| What the task requires |
Collect each line of the entries that holds the string "review".

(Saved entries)
PR #636, opened 2020-08-15
NameSorter coverage

JoeCohen:
Completes coverage of NameSorter, fixing a bug in a previously uncovered line.

Delivers https://www.pivotaltracker.com/story/show/174349504

(There is no manual test.)

### DIFF
--- a/app/models/name_sorter.rb
+++ b/app/models/name_sorter.rb
@@ -136,7 +136,7 @@ class NameSorter
     else
       raise TypeError.new(
         "NameSorter synonyms must be Integer or ActiveRecord::Base, "\
-        "not #{arg.clasS}."
+        "not #{arg.class}."
       )
     end
   end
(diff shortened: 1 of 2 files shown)


app/models/name_sorter.rb
```diff
@@ -129,15 +129,16 @@ def only_single_names
   end
 
   def push_synonym(arg)
-    if arg.is_a?(Integer)
+    case arg
```
mo-nathan, line 132: This is better than the if/elsif/else, but personally I'd do:
```
  def push_synonym(arg)
    return @approved_synonyms.push(Name.find(arg)) if arg.is_a?(Integer)
    return @approved_synonyms.push(arg) if arg.is_a?(ActiveRecord::Base)

    raise(TypeError.new(
            "NameSorter synonyms must be Integer or ActiveRecord::Base, "\
            "not #{arg.class}."
          ))
  end
```

JoeCohen: Yes, that's better.

PR #641, opened 2020-08-19
Fix article bug introduced in #629

JoeCohen:
Fix `RssLog#url` for articles

- Test `rss_log.url` for  normalized controllers
- Add `AbstractArticle#show_path`
- Correct `rss_log.url` for `article`.  (This was overlooked in #629.)
- Add rss_log article fixture (just in case).

Delivers https://www.pivotaltracker.com/story/show/174394837
There is no manual test.


app/models/rss_log.rb
```diff
@@ -287,7 +287,7 @@ def url
       format("/glossary/show_glossary_term/%d?time=%d",
              glossary_term_id, updated_at.tv_sec)
     elsif article_id
-      format("/article/show_article/%d?time=%d", article_id, updated_at.tv_sec)
+      format("/articles/%d?time=%d", article_id, updated_at.tv_sec)
```
JoeCohen, line 290: Is the `url` method dead code? 
Is it called in `rss.xml.builder`?
If it's dead, then this PR should be closed and ignored.

test/models/rss_log_test.rb
```diff
@@ -2,5 +2,44 @@
...
+      assert_match(type_normalized_show_path(type, id), rss_log.url,
+                   "rss_log.url incorrect for #{model(type)}")
+    end
+  end
+
+  # ---------- helpers ---------------------------------------------------------
+
+  def normalized_rss_log_types
+    RssLog.all_types.each_with_object([]) do |type, ary|
+      ary << type if model(type).controller_normalized?(model(type).name)
```
pellaea, line 20: Why does model(type).name have to be passed as a parameter?

test/models/rss_log_test.rb
```diff
@@ -2,5 +2,44 @@
...
+    end
+  end
+
+  def model(type)
+    type.camelize.constantize
+  end
+
+  # rss_log factory
+  def rss_log_for_type(type)
```
pellaea, line 29: It would help me to emphasize that this is *creating* a sample rss_log object.  That would save me from having to parse this method to find out what it's doing.  Or a comment would work just as well, but those are frowned on I guess?  What about something like "create_test_rss_log" (since type is being passed as a parameter, the "for_type" is sorta implicit).

test/models/rss_log_test.rb
```diff
@@ -2,5 +2,44 @@
...
+    # Target must have id; use an existing object to avoid hitting db
+    target = model(type).first
+    rss_log = RssLog.new
+    rss_log["#{type}_id".to_sym] = target.id
+    rss_log.updated_at = Time.zone.now
+    rss_log
+  end
+
+  def target_id(rss_log)
```
pellaea, line 38: This method doesn't appear to be used(?)  And I was going to question how it helps, anyway, since "rss_log.target_id" is actually one character shorter and arguably easier to understand (doesn't require checking to make sure "target_id(rss_log)" doesn't do anything fishy in addition to the obvious.

test/models/rss_log_test.rb
```diff
@@ -2,5 +2,44 @@
...
+    rss_log.target_id
+  end
+
+  def type_normalized_show_path(type, id)
```
pellaea, line 42: This seems a bit circular actually.  If I'm understanding this test correctly, the whole point is to test whether the model "knows" its own path correctly.  So you test that "model.show_path" = "model.show_controller/id"... but surely model.show_path uses model.show_controller internally(?)  (If not, then there is clearly room for DRY improvements.)  It seems to me this would be a more meaningful test if the test derived the correct path itself independently.  That is, convert type to the appropriate path.  Or perhaps better, just write in the expectation explicitly, then we're left with no question about whether it's making the correct, independent assertion.

test/models/rss_log_test.rb
JoeCohen: You're right! Good catch.
I wrote this before this before realizing that `rss_log.target_id` existed.
Then I forgot to delete it.

test/models/rss_log_test.rb
JoeCohen: I know that code looks (and probably is) ridiculous. But`AbstractModel#controller_normalized?` takes an argument.
```ruby
  def self.controller_normalized?(name)
    class_defined?("#{name.pluralize}Controller")
  end
```
I no longer remember why I wrote `controller_normalized?` that way.

test/models/rss_log_test.rb
JoeCohen: Thank you!
Your name for that method is much better. I'll fix it.

pellaea:
Ah, right, I remember running across that and being very confused by that
method, too.  Fair enough, save it for some other time.

test/models/rss_log_test.rb
JoeCohen: I don't think it's circular.
It compares
- the normalized show path for that type (`type_normalized_show_path(type, id)`)
to
- whatever is returned by RssLog.url (`rss_log.url`), which is hard coded and could be incorrect. 
For `article`, RssLog.url was returning `/article/show_article/...` which is wrong (and is fixed in this PR); it should be `/articles/...`

pellaea:
Fair enough, I trust you.  I just couldn't tell what was going on there.

mo-nathan:
What's going on with this PR?  I see there are conflicts.  It would be really helpful to summarize the state of things in a comment on the PR when a PR is lingering like this.  I vaguely remember some dialog about this PR, but I don't remember where we left it.

JoeCohen:
Just noticed this comment. I'll have a look shortly.

pellaea:
I feel a little bad about this, Joe.  I feel like we kinda dropped the ball
on it.  But you are more likely to be able to reconstruct where we left it
than I would be, because I've been extremely distracted the last several
months and never really paid as much attention to it as I should have.

JoeCohen:
No problem. It's not critical.
I'll have a look now.

JoeCohen:
Turning this back to a draft, as my fix of the conflicts created many test errors.

JoeCohen:
I am:
- closing this PR
- renaming the branch to `old..."
- create a new branch with a similar name, starting form the current master, then cherry picking the commits (there are only 5) from this branch.
I screwed things up in the merger, did not undo it properly on my VM, and am afraid I'll break other things by continuing with this branch.

pellaea:
I'm so sorry!  Would it help if we promised to actually review it in a
timely manner this time around?...

JoeCohen:
You did review it in a timely manner. 
Everything else is a problem I created or could have avoided by: (a) keeping the branch up to date, and (b) being more attentive when merging.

| Response to this task |
I'm so sorry!  Would it help if we promised to actually review it in a
You did review it in a timely manner. 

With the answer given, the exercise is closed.